Jarmusch’un eski bildik külliyatına, özellikle 2005 tarihli ‘Broken Flowers’a selam duran hikaye; perdeden; serin, temiz, duru bir ırmak gibi akıyor yüreğimize doğru. İnsanız işte diyor. Boş kağıtları doldurabilecek ruha sahibiz dünyanın haline rağmen. Sabahları bizi işimize götürecek olan yolu yürürken, ruhumuzla baş başa kaldığımız ender anlarda yahut asıl kendimizi anlatırız diğerlerine. Detaylarda gizlidir sihri hayatın. Her insan küçük, özel bir hediyedir, kendi kendine sunulmuş. (5 / 5)
GİZLİ SAYILAR
-Sayıların rengi olmaz! Afro-Amerikalı kadın matematikçilerin uzay düşleri.-
Bir grup Afro-Amerikalı kadın matematikçi; altmışların başında; ırkçılığın ve her türlü ayrımcılığın baskın olduğu dönemde, ABD’nin uzay programlarının emekleme yıllarında, NASA’nın yıldız isimleri olacaklardır. Theodore Melfi’nin yönettiği biyografik dram, gerçek kişi ve tarihi olayları yansıtıyor perdeye. Margot Lee Shetterly’nin kitabından uyarlanan yaşanmış öykü, Akademi Ödülleri’nde, ‘en iyi film’ dahil; üç dalda Oscar adayı.

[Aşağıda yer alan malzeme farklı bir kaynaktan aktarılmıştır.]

PR #873, opened 2023-12-06
add task solution landing demo

Ihor-Prodan:
[DEMO LINK](https://Ihor-Prodan.github.io/layout_landing-page/)


Esceype (changes requested):
GJ!
But there are some things to fix here, but it's also important to keep working on the following sections.
Need to fix in current work:
- add favicon;
- logo should be svg format;
- when menu is open scroll should be disabled;
- phone icon should have same hover effect like in design;
- click on phone should show the default call modal window as it is in menu;
- on landscape mode menu should have scroll;

sTorba24 (changes requested):
Nicely done! Some fixes to do

1. add cursor pointer to all interactive elements
image

2. create containers for content and add max-width, not best idea to shrink all content on huge screens, 
image
image

3. it should trigger call on click
image


4. clear form after submit
image


5. it should be links with hover effect and trigger related actions(mailto, tel ..)
image

lerastarynets (changes requested):
Almost there, just one problem left)
Clicking number in the header shouldn't open new window, it should act just like the phone number in footer
Screenshot at Dec 16 10-10-23

SanyaBratashchuk (approved):

PR #881, opened 2023-12-07
Develop

dyarechuk:


SerhiiKirik (changes requested):
Well done 🔥 
Keep it up 🚀

olya-shyian (changes requested):
A stellar display of talent—impressive!🔥

1. Please add a number on hover
image

2. Remove hover effect on mobile and iPad version, there is no need

image

PR #894, opened 2023-12-08
add task solution

avakiel:
[DEMO LINK](https://avakiel.github.io/layout_landing-page/)


olya-shyian (changes requested):
Nicely done!☘️

1. On big screen this section should be in the center as the next section.
image

also this section should be on the same line, on mockup we have:
image


2. When I click on these phone numbers it should be the ability to call

(Make sure phone icons and phone numbers are real links to start a call from CHECKLIST)
image


3. Please remove this scroll from the right side
image


image

5. All form fields should be required and have correct types (email, tel, etc.)

6. Any hover affects should not work on Ipad or mobile. You can have problem like this
image

7. This is what we have on mobile, the picture should cover the entire viewport.
The same problem we have on ipad too
image

8. It's not ok to have something like this
image

YegorKorenkov (changes requested):
1. This hover looks strange. Pictures overlap each other
image

2. Please check links color
image

3. Please add correct tel href for this icon link
image

src/styles/days.css
```diff
@@ -0,0 +1,147 @@
...
+  display: flex;
+  flex-direction: column;
+  font-weight: 700;
+}
+
+.cloisters__holiday {
+  font-weight: 400;
+}
+
+@media only screen and (min-width: 744px) and (max-width: 1259px) {
```
DanilWeda, line 91: Try writing mixin for all media ( phone, tablet, desktop)

DanilWeda (changes requested):
All good! 
Check small improvements! 
Write mixins for media. 

Check header height, in my case it not 100vh.
image

Add smooth for this button transition 
image

Also, align the header in the menu and standard view.
image
image

Many thanks! Great work!

YegorKorenkov (approved):
Good job! Approve! But please correct these small remarks to finalize your work

1. Button hover missed for mobile and tablet resolutions
image

2. Too big space between this blocks
image

3. When you click on the icon it should fire href with **tel:** link(for tablets and mobile)
image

Taraji P. Henson, Octavia Spencer ve Janelle Monáe’nin başrolleri paylaştığı yapımda, Jim Parsons, Glen Powell, Mahershala Ali, Kirsten Dunst ve Kevin Costner, oyuncu kadrosunun diğer güçlü isimlerini oluşturuyorlar. Rusya’nın, ABD’ye üstünlük sağladığı ilk uzaya çıkış denemeleri günlerinde, NASA, zor anlar yaşamaktadır. Irkçılığın tavan yaptığı zorlu zamanda, NASA’ya; günümüz bilgisayarlarının numerik görevlerini yapsın diye işe alınıp, ‘hesap makinesi’ görevi gören Afro-Amerikalı kadın çalışanlardan üçü, ABD’nin uzay zaferinde hayati rol oynayacaklardır.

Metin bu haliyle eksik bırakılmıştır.